* [WHAT YOU HAVE TO DO]: From the listing below, count the lines that contain the string "nickbristow", then state only that number.

* [EXERCISE DATA]:
########

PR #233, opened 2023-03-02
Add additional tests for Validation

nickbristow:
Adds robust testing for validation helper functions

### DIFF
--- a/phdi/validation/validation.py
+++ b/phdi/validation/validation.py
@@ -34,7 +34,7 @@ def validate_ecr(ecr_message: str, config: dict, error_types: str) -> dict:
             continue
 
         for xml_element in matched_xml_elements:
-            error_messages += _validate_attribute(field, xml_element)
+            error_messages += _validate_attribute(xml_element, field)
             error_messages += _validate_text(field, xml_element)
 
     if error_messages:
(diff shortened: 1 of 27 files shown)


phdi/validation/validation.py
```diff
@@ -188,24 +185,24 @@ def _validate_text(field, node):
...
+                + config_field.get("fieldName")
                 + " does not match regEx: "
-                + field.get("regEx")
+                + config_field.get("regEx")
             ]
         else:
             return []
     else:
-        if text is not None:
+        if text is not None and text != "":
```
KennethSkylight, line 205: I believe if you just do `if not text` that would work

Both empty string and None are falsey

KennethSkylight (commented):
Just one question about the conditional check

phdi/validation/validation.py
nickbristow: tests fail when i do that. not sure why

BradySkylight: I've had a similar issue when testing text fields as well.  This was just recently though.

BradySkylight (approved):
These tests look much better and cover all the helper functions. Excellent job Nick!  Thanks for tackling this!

########

* [OUTPUT FOR THIS EXERCISE]: 2